20. А теперь пора перейти к самой причине моего изгнания и подвергнуть рассмотрению, в чем именно заключается сущность обвинения. Тут снова нам придется вернуться к мысли законодателя.
Пусть так, отец: ненадолго я уступлю тебе в этом вопросе, признаю, что ты можешь лишать сына наследства столько раз, сколько пожелаешь, и, более того, признаю за тобой это право даже в отношении того, кто сделал тебе добро, — я уверен, что и тогда без всякого повода, или по любому поводу, ты не сможешь этого сделать. Нигде ведь законодатель не говорит: "В чем бы ни обвинил отец сына, — да будет сын лишен наследства; достаточно для этого воли и гнева отцовского". Для чего же бы тогда был нужен суд? Нет, вам, граждане судьи, поручает законодатель смотреть за тем, гневается ли отец на проступки значительно и по справедливости или нет. Это именно вы сейчас и расследуйте. Начну я с того, что последовало тотчас за отцовским выздоровлением.
21. Первым делом вернувшегося к рассудку отца была отмена им моего изгнания: и спасителем я был тогда, и благодетелем, и всем чем угодно. И, полагаю, кроме этих никаких иных провинностей быть за мной не могло. А из всего потом случившегося что он поставит мне в вину? В чем преступил я сыновний долг? Не услужил, не позаботился о тебе? Когда не ночевал дома? Какими неблаговременными попойками, какими гуляниями попрекнешь ты меня? Вел я распутную жизнь? Какой-нибудь содержатель веселого дома пострадал от меня? Приходил кто-нибудь на меня жаловаться? Никогда никто! А между тем именно за такие проступки прежде всего и допускает закон лишение сына наследства… Но вот начала хворать мачеха. Что же? Это, по-твоему, моя вина? За болезнь в ответе я? — "Я не говорю этого", — отвечает отец.

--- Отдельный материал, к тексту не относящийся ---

PR #215, opened 2019-12-10
bootstrap-shutdown-cb

graebm:
Invoke callback when aws_client_bootstrap finishes shutting down. This is necessary because we need to keep the aws_host_resolver alive at least as long as the bootstrap.

### DIFF
--- a/include/aws/io/channel_bootstrap.h
+++ b/include/aws/io/channel_bootstrap.h
@@ -174,7 +174,7 @@ AWS_EXTERN_C_BEGIN
  */
 AWS_IO_API struct aws_client_bootstrap *aws_client_bootstrap_new(
     struct aws_allocator *allocator,
-    struct aws_client_bootstrap_options *options);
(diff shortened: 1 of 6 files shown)


include/aws/io/channel_bootstrap.h
```diff
@@ -140,15 +170,11 @@ struct aws_server_bootstrap {
...
- * channels. host_resolver will be used for resolving host names.
- * If host_resolution_config is NULL, the default will be used, host_resolution_config will be copied.
+ * Create the client bootstrap.
  */
 AWS_IO_API struct aws_client_bootstrap *aws_client_bootstrap_new(
     struct aws_allocator *allocator,
-    struct aws_event_loop_group *el_group,
-    struct aws_host_resolver *host_resolver,
-    struct aws_host_resolution_config *host_resolution_config);
+    struct aws_client_bootstrap_options *options);
```
ColdenCullen: can be `const`.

22. Тогда что же? Ты говоришь: "Я велю тебе лечить, но ты не хочешь, и за это ты достоин изгнания, как ослушник отца". Об его приказаниях, исполнить которые я не могу, и потому кажусь ослушником, я скажу немного позже. Сначала я просто укажу на то, что отцу закон разрешает отдавать не всякое приказание и меня отнюдь не принуждает всегда и все приказания исполнять. Дело в том, что в одних случаях такое неисполнение не подлежит ответственности, в других оно достойно гнева и наказания. Например, если сам отец захворает, и я не обращу на это внимания; если он велит мне заняться делами домашними, и я пренебрегу ими; прикажет понаблюдать на поле, я поленюсь, — во всех этих и подобных случаях отец имеет разумные поводы быть недовольным мною. Но в других случаях мы, дети, вольны решать по-своему, когда дело идет о наших знаниях и их применении, и в особенности если сам отец при этом нисколько не страдает. Если, например, сыну-художнику отец прикажет: "Вот это, дитя мое, ты напиши, а вот то — нет"; или музыканту: "Этот аккорд возьми, а тот — нет"; или чеканщику: "Чекань то, а не это", и если сын использует свое искусство так, как ему самому кажется нужным, — скажите: неужели потерпит кто-нибудь, чтобы отец лишил за это такого сына наследства? Решительно никто, я уверен.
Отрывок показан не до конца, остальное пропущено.